PR #12213, opened 2015-06-25
feat(ngMessages): add support for default message

### LINKED ISSUE #12008: ngMessageDefault - Add support for showing values not mapped with ng-message
Many times it is necessary that we show a generic error message for unexpected values.
Would be nice to have something like:

``` HTML
<div ng-messages="controller.errors">
    <div ng-message="error1">Option 1</div>
    <div ng-message="error2">Option 2</div>
    <div ng-message-default>Option 3</div>
</div>
```

This way, whenever there is an "error3" in "controller.errors", as it is not mapped, the value under the ng-message-default would be shown.

gdangelo:
Added support for showing default message when no values are mapped with ng-message.

Closes #12008

[Review on Reviewable](https://reviewable.io/reviews/angular/angular.js/12213)

### DIFF
--- a/src/ngMessages/messages.js
+++ b/src/ngMessages/messages.js
@@ -21,7 +21,7 @@ var jqLite = angular.element;
  * sequencing based on the order of how the messages are defined in the template.
  *
  * Currently, the ngMessages module only contains the code for the `ngMessages`, `ngMessagesInclude`
- * `ngMessage` and `ngMessageExp` directives.
+ * `ngMessage`, `ngMessageExp` and `ngMessageDefault` directives.
  *
  * # Usage
  * The `ngMessages` directive listens on a key/value collection which is set on the ngMessages attribute.
@@ -239,6 +239,19 @@ var jqLite = angular.element;
  * .some-message.ng-leave.ng-leave-active {}
  * ```
  *
+ * ## Displaying a default message
+ * If the ngMessages renders no inner ngMessage directive (that is to say when the key values does not
+ * match the attribute value present on each ngMessage directive), then it will render a default message
+ * using the ngMessageDefault directive.
+ *
+ * ```html
+ * <div ng-messages="myForm.myField.$error" role="alert">
+ *   <div ng-message="required">This field is required</div>
+ *   <div ng-message="minlength">This field is too short</div>
+ *   <div ng-message-default>This is a default message</div>
+ * </div>
+ * ```
+ *
  * {@link ngAnimate Click here} to learn how to use JavaScript animations or to learn more about ngAnimate.
  */
 angular.module('ngMessages', [])
@@ -260,6 +273,9 @@ angular.module('ngMessages', [])
     * at a time and this depends on the prioritization of the messages within the template. (This can
     * be changed by using the `ng-messages-multiple` or `multiple` attribute on the directive container.)
     *
+    * A default message can also be displayed when no `ngMessage` directive is inserted, using the
+    * `ngMessageDefault` directive.
+    *
     * A remote template can also be used to promote message reusability and messages can also be
     * overridden.
     *
@@ -272,6 +288,7 @@ angular.module('ngMessages', [])
     *   <ANY ng-message="stringValue">...</ANY>
     *   <ANY ng-message="stringValue1, stringValue2, ...">...</ANY>
     *   <ANY ng-message-exp="expressionValue">...</ANY>
+    *   <ANY ng-message-default>...</ANY>
     * </ANY>
     *
     * <!-- or by using element directives -->
@@ -279,6 +296,7 @@ angular.module('ngMessages', [])
     *   <ng-message when="stringValue">...</ng-message>
     *   <ng-message when="stringValue1, stringValue2, ...">...</ng-message>
     *   <ng-message when-exp="expressionValue">...</ng-message>
+    *   <ng-message-default>...</ng-message-default>
     * </ng-messages>
     * ```
     *
@@ -307,6 +325,7 @@ angular.module('ngMessages', [])
     *         <div ng-message="required">You did not enter a field</div>
     *         <div ng-message="minlength">Your field is too short</div>
     *         <div ng-message="maxlength">Your field is too long</div>
+    *         <div ng-message-default>This is a default message</div>
     *       </div>
     *     </form>
     *   </file>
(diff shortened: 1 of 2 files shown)


lgalfaso:
it looks like this PR adds quite a few of duplicated code. Before doing a proper review, would it be possible to try to keep the core a little bit more DRY?

gdangelo:
I will make the modifications soon.

petebacondarwin:
This looks reasonable let's get it into 1.6 early as soon as 1.5.0 is released.

mikeycgto:
Any updates on this making it into 1.6?

src/ngMessages/messages.js
```diff
@@ -239,6 +239,19 @@ var jqLite = angular.element;
...
+ * ## Displaying a default message
+ * If the ngMessages renders no inner ngMessage directive (that is to say when the key values does not
+ * match the attribute value present on each ngMessage directive), then it will render a default message
+ * using the ngMessageDefault directive.
+ *
+ * ```html
+ * <div ng-messages="myForm.myField.$error" role="alert">
+ *   <div ng-message="required">This field is required</div>
+ *   <div ng-message="minlength">This field is too short</div>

★ ★ ★

(Your task): Take the lines above from the first through the one containing "--- a/src/ngMessages/messages.js" and reproduce them exactly; include nothing else.

(Answer section):
PR #12213, opened 2015-06-25
feat(ngMessages): add support for default message

### LINKED ISSUE #12008: ngMessageDefault - Add support for showing values not mapped with ng-message
Many times it is necessary that we show a generic error message for unexpected values.
Would be nice to have something like:

``` HTML
<div ng-messages="controller.errors">
    <div ng-message="error1">Option 1</div>
    <div ng-message="error2">Option 2</div>
    <div ng-message-default>Option 3</div>
</div>
```

This way, whenever there is an "error3" in "controller.errors", as it is not mapped, the value under the ng-message-default would be shown.

gdangelo:
Added support for showing default message when no values are mapped with ng-message.

Closes #12008

[Review on Reviewable](https://reviewable.io/reviews/angular/angular.js/12213)

### DIFF
--- a/src/ngMessages/messages.js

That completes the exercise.